── The data ──

PR #3006, opened 2026-09-11
fix(ci): stop cancelling frontend deploy runs

### LINKED ISSUE #2499: cd-frontend: concurrency cancel + per-push affected-detection silently drops frontend deploys
## Summary

`cd-frontend.yaml` can silently skip deploying a frontend change forever: concurrency cancellation plus per-push affected-detection means a frontend merge that is immediately followed by non-frontend pushes never reaches the Amplify webhook.

## What happened (2026-08-25, evidence)

Three pushes landed on `dev` within ~60 seconds:

1. `71240b71b` (PR #2496 — frontend + packages/types feature) → its cd-frontend run was **cancelled** by `cancel-in-progress` at 08:02:39Z.
2. `1322bac78` (docs) → also cancelled.
3. `79d339e4a` (CodeQL sweep, no frontend files) → the surviving run computed `should-deploy=false` (turbo `frontend...[BASE_SHA]` on its own range) and **skipped the webhook**. Conclusion: success.

Result: the Amplify dev app's last job remained job 409 from 01:43Z; dev.yosemitecrew.com served a pre-#2496 bundle for ~2 hours while every dashboard read green. The workflow's own comment ("!cancelled() excludes deploying the superseded commit") handles the *deploy job* being superseded, but nothing re-covers the *frontend work carried by the cancelled runs*: the survivor's BASE_SHA does not reach back past its own push.

Recovered manually by re-running the cancelled run for `71240b71b` (detect then correctly says true and calls the webhook).

## Suggested fix

Make the base for affected-detection "the last commit that actually produced an Amplify build", not "the base of this push". Options:

- Compare against the sha of the last **successful webhook call** (persist it as a repo variable/artifact after each deploy, use it as `BASE_SHA` next run), or
- On the surviving run of a concurrency group, compute BASE_SHA from the last cd-frontend run whose webhook step actually executed, or
- Simplest blunt fix: drop `cancel-in-progress` for the webhook job (calls are cheap and idempotent; Amplify queues builds).

## Impact

Any frontend merge racing with other merges can go undeployed indefinitely with all-green CI. Detection cost us ~2h today; next time it may be a production (`main`) deploy that silently never ships.

aupyay:
## PR Checklist

The frontend deployment workflow cancels an in-progress run when a newer push arrives on the same branch. Because each run calculates affected frontend work from only its own push range, a later backend-only push can cancel the one run that saw a frontend change and then skip deployment itself.

## What is the new behavior?

Frontend deployment runs now serialize instead of cancelling one another, so every push range is evaluated and frontend changes cannot be lost between runs. A workflow regression test locks the concurrency policy, and the touched shell redirects are quoted so `actionlint` remains clean.

Validation:

- `node --test scripts/ci/cd-frontend.test.mjs` (1 passed)
- `pnpm run test:scripts` (480 passed)
- `actionlint .github/workflows/cd-frontend.yaml`
- repository pre-push lint and type-check hooks
- Aikido scan of both changed files (0 issues)

The regression test was mutation-checked by restoring `cancel-in-progress: true` and observing the intended assertion fail.

## Related Issue(s)

Fixes #2499

### DIFF
--- a/.github/workflows/cd-frontend.yaml
+++ b/.github/workflows/cd-frontend.yaml
@@ -10,7 +10,9 @@ permissions:
 
 concurrency:
   group: ${{ github.workflow }}-${{ github.ref }}
-  cancel-in-progress: true
+  # A run only checks its own push range. Cancelling it can permanently skip
+  # frontend work that a later, unrelated push does not see.
+  cancel-in-progress: false
 
 env:
   NODE_VERSION: '20'
@@ -97,11 +99,9 @@ jobs:
     # `== 'true'` would have turned an infrastructure failure into a silent
     # skipped release.
     #
-    # Cancellation is the one case that must not deploy. This workflow sets
-    # cancel-in-progress, so a superseded push leaves detect-frontend cancelled
-    # with no output; under a bare always() the empty output reads as "not
-    # false" and would ship the older, superseded commit. !cancelled() excludes
-    # that while still deploying on a genuine detection failure.
+    # A cancelled detect job has no output; under a bare always() the empty
+    # output reads as "not false". !cancelled() excludes a manually cancelled
+    # run while still deploying on a genuine detection failure.
     if: ${{ !cancelled() && needs.detect-frontend.outputs.should-deploy != 'false' }}
     runs-on: ubuntu-latest
     timeout-minutes: 10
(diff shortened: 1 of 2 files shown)


ankit-yc (approved):
Reviewed exact head ae6db07c7. Serializing same-branch deploy runs fixes the lost push-range race without changing affected detection or manual-cancellation behavior. The real workflow is guarded by a mutation-checked test; 480 script tests, actionlint, Aikido, and repository pre-push lint/type-check gates pass.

───

- [Your instructions]
Across the records above, count each line that holds the word "merge" and give only the resulting number.

- [Solution to the exercise]
2